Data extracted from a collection
PR #157, opened 2018-03-02
Do not override sortOn and groupOn properties on columns with valuePath when they are defined

plequang:
* Do not update `sortOn` or `groupOn` property of columns with `valuePath` if they have been set
* Added test to show issue with column's groupOn and sortOn properties
* Attempt to fix weird timeout when running tests

### DIFF
--- a/cosmoz-omnitable-column-behavior.html
+++ b/cosmoz-omnitable-column-behavior.html
@@ -94,12 +94,12 @@
 
 			sortOn: {
 				type: String,
-				value: '' // need a default value for compatibility with Polymer 1.x, to trigger _pathsChanged observer
+				value: null // need a default value for compatibility with Polymer 1.x, to trigger _pathsChanged observer
 			},
 
 			groupOn: {
 				type: String,
-				value: '' // need a default value for compatibility with Polymer 1.x, to trigger _pathsChanged observer
+				value: null // need a default value for compatibility with Polymer 1.x, to trigger _pathsChanged observer
 			},
 
 			/**
@@ -315,15 +315,15 @@
 		},
 
 		_pathsChanged(valuePath, groupOn, sortOn) {
-			if (valuePath === undefined || valuePath === null) {
+			if (valuePath == null) {
 				return;
 			}
 
-			if (groupOn === undefined || groupOn === '') {
+			if (groupOn == null) {
 				this.set('groupOn', valuePath);
 			}
 
-			if (sortOn === undefined || sortOn === '') {
+			if (sortOn == null) {
 				this.set('sortOn', valuePath);
 			}
 		},
--- a/cosmoz-omnitable-column-behavior.html
+++ b/cosmoz-omnitable-column-behavior.html
@@ -17,8 +17,7 @@
 			},
 
 			valuePath: {
-				type: String,
-				observer: 'valuePathChanged'
+				type: String
 			},
 
 			/**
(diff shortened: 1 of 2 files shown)


test/basic.html
```diff
@@ -39,7 +47,6 @@
 				</cosmoz-omnitable-column-date>
 				<cosmoz-omnitable-column-date id="date3" value-path="date">
 				</cosmoz-omnitable-column-date>
-			</cosmoz-omnitable>
```
nomego: Accidental drop ?

cosmoz-omnitable-column-behavior.html
```diff
@@ -312,15 +314,17 @@
...
-		valuePathChanged: function (newPath, oldPath) {
-			if (newPath === undefined || newPath === null) {
+		_pathsChanged: function (valuePath, groupOn, sortOn) {
+			if (valuePath === undefined || valuePath === null) {
 				return;
 			}
-			if (this.groupOn === oldPath || this.groupOn === undefined) {
-				this.set('groupOn', newPath);
+
+			if (groupOn === undefined || groupOn === null || groupOn === '') {
```
nomego: == null ?

cosmoz-omnitable-column-behavior.html
```diff
@@ -312,15 +314,17 @@
 			return this.get(valuePath, item);
 		},
 
-		valuePathChanged: function (newPath, oldPath) {
-			if (newPath === undefined || newPath === null) {
+		_pathsChanged: function (valuePath, groupOn, sortOn) {
```
nomego: `function` ?! :)

test/basic.html
plequang: Yes

cosmoz-omnitable-column-behavior.html
plequang: True, not needed

cosmoz-omnitable-column-behavior.html
plequang: Ok Ok

cosmoz-omnitable-column-behavior.html
```diff
@@ -312,15 +314,17 @@
 			return this.get(valuePath, item);
 		},
 
-		valuePathChanged: function (newPath, oldPath) {
-			if (newPath === undefined || newPath === null) {
+		_pathsChanged(valuePath, groupOn, sortOn) {
+			if (valuePath === undefined || valuePath === null) {
```
nomego: :heavy_plus_sign: for `== null` :)

cosmoz-omnitable-column-behavior.html
```diff
@@ -312,15 +314,17 @@
...
 				return;
 			}
-			if (this.groupOn === oldPath || this.groupOn === undefined) {
-				this.set('groupOn', newPath);
+
+			if (groupOn === undefined || groupOn === '') {
```
nomego: Can we really check for `=== ''` ? Wouldn't this prevent issues when not grouping, like re-enabling grouping on `valuePath` if `sortOn` changes?

test/basic.html
nomego: .. so should it be added back? :)

cosmoz-omnitable-column-behavior.html
plequang: True.

Current code hides groupOn option for a column with this attribute
```html
hidden$="[[ !column.groupOn ]]"
```
(and the same for sortOn)

So I'll drop the test.

Though I'm wondering if it would be more "correct" to have `no-group-on`, `no-sort-on`.

Not sure actually.

PR #171, opened 2018-04-13
fixes #170 filter of bolean column not set when false value is selected.

### LINKED ISSUE #170: Bug, filtering boolean column on No does not filter out Yes rows
Selecting No in column header in a boolean column does not filter out Yes alternatives.

To reproduce the problem:

1. Login to beta
2. Go to Administration -> List users
3. In the Active column, select No
4. Rows with Yes still are in the table

This may be related to or the same as https://github.com/Neovici/cosmoz-omnitable/issues/169 but in differ from that issue this table responds to column header filter changes and updates its content.

plequang:


plequang:
@megheaiulian Could have look please, since @nomego might not have time to review this PR ?

cosmoz-omnitable-column-boolean.html
```diff
@@ -102,7 +102,11 @@
 					return;
 				}
 				this._filterChangedFromInput = true;
-				this.set('filter', textFilter && textFilter === 'true' ? true : null);
+				if (textFilter) {
+					this.set('filter', textFilter === 'true' ? true : false);
```
nomego: `? true : false` is unnecessary and I think we had a lint rule for it before?

PR #172, opened 2018-04-26
Check for null formatter in date columns

megheaiulian:
Check for null formatter in date columns.
Formatter can be null/undefined in 2.x when filter is set to value before the column is initialized.


megheaiulian:
@nomego `formatter` is not always passed to `renderValue` in data behavior and `this.formatter` is null/undefined (not computed yet).

PR #174, opened 2018-05-15
Set _methodHost  to the host property

megheaiulian:
Set _methodHost  to the host property to fix` method hasFilter not defined` warning.


nomego:
Could this have any other side effects?

megheaiulian:
This should not have any side effects. `_methodHost` describes the component on which the methods used in the template are called. It's weird that this is needed but I guess it's because some property (filter) is getting set very early. 
We should do a switch to Polymer.Templatize and this won't be needed anymore.

PR #188, opened 2018-06-08
Multi select a range with shift-select [issue-77]

### LINKED ISSUE #177: multi-select
Selecting an item in omnitable, then holding down shift and selecting another item further down the list, should also select all items in between

(See multi-select in Gmail)

JaySunSyn:
fixes #177 

Multi-selection with shift key pressed.

- works for grouped and non-grouped views

Please merge https://github.com/Neovici/cosmoz-grouped-list/pull/20 first and release version `1.0.3` of `cosmoz-grouped-list`. Otherwise build fails.


megheaiulian:
Implemented differently.

Issue #193, opened 2018-06-20
More tests for better coverage needed


programmer4web:
Looking at /coverage/lcov-report, basically uncovered are:
The handle of undefined, null values of parameters or properties - in multiple columns;

unrelated tests that can be done to increase coverage:
Tests for templatizer: detachInstance, releaseInstances;
cosmoz-omnitable-group-row.html: _configureTemplateInstance;
cosmoz-omnitable-item.html.html: _labelChanged;
cosmoz-omnitable-column-datetime.html: _fromHashString;

programmer4web:
[WIP]

PR #194, opened 2018-06-25
More tests for better coverage

programmer4web:
#193
Unit tests for coverage (methods handle null, undefined, test returned values..)

cosmoz-omnitable-column-autocomplete.html
cosmoz-omnitable-column-behavior.html
cosmoz-omnitable-column-datetime.html.html

### DIFF
--- a/test/basic.html
+++ b/test/basic.html
@@ -183,6 +183,24 @@
 				done();
 			});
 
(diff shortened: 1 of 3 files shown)


nomego:
@programmer4web should we merge this and open up more prs for additional tests?

PR #206, opened 2018-08-29
Aligning dropdowns within onmitable content row cells

MicoNeovici:
Jim, these are the changes Simon asked for yesterday. I´m not sure this is the best solution. Maybe you want to ask Patrik for input. It works for now though.


MicoNeovici:
Created issue instead. Closing PR

PR #208, opened 2018-08-29
Improves managing templatizers

### LINKED ISSUE #204: Disable column attribute does not update table
Changing the `disable` attribute on a cosmoz-omnitable-column does not show nor hide the column in the table when the table has already been rendered. The attribute only works when reloading the page. Related issue to this is #19628.

megheaiulian:
fixes #204

### DIFF
--- a/cosmoz-omnitable-column-behavior.html
+++ b/cosmoz-omnitable-column-behavior.html
@@ -258,22 +258,22 @@
 
 		_cellTemplateChanged: function (cellTemplate) {
 			if (cellTemplate !== undefined && cellTemplate !== null) {
-				this._dataTemplatizer = this._createTemplatizer(cellTemplate);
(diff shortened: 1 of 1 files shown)


cosmoz-omnitable-column-behavior.html
```diff
@@ -427,10 +427,10 @@
 		},
 
 		_editableChanged() {
-			if (this._dataTemplatizer) {
-				this._dataTemplatizer.releaseInstances();
+			const prevTemplatizer = this.editable ? this._cellTemplatizer : this._editableTemplatizer;
```
nomego: Wouldn't this point to editable after change? Maybe use the old/new value args instead?

megheaiulian: If `editable` has now become true we want to cleanup cellTemplate.
if `editable` has now become false we want to cleanup editableTemplate.

PR #229, opened 2018-10-01
removed input type numeric. 

MicoNeovici:
Paper input and standard HTML had different opinions about what is a numeric value. Minus values would not float the label when input type was numeric.


nomego:
Ah, also type="number" has pretty big implications on mobile.

nomego:
Solved with #271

§ TASK OBJECTIVE
Look above for the line holding "and sortOn properties", then set down exactly that line and every line after it up to and including the line holding "(groupOn == null)", with nothing else.

§ ANSWER BELOW
* Added test to show issue with column's groupOn and sortOn properties
* Attempt to fix weird timeout when running tests

### DIFF
--- a/cosmoz-omnitable-column-behavior.html
+++ b/cosmoz-omnitable-column-behavior.html
@@ -94,12 +94,12 @@
 
 			sortOn: {
 				type: String,
-				value: '' // need a default value for compatibility with Polymer 1.x, to trigger _pathsChanged observer
+				value: null // need a default value for compatibility with Polymer 1.x, to trigger _pathsChanged observer
 			},
 
 			groupOn: {
 				type: String,
-				value: '' // need a default value for compatibility with Polymer 1.x, to trigger _pathsChanged observer
+				value: null // need a default value for compatibility with Polymer 1.x, to trigger _pathsChanged observer
 			},
 
 			/**
@@ -315,15 +315,15 @@
 		},
 
 		_pathsChanged(valuePath, groupOn, sortOn) {
-			if (valuePath === undefined || valuePath === null) {
+			if (valuePath == null) {
 				return;
 			}
 
-			if (groupOn === undefined || groupOn === '') {
+			if (groupOn == null) {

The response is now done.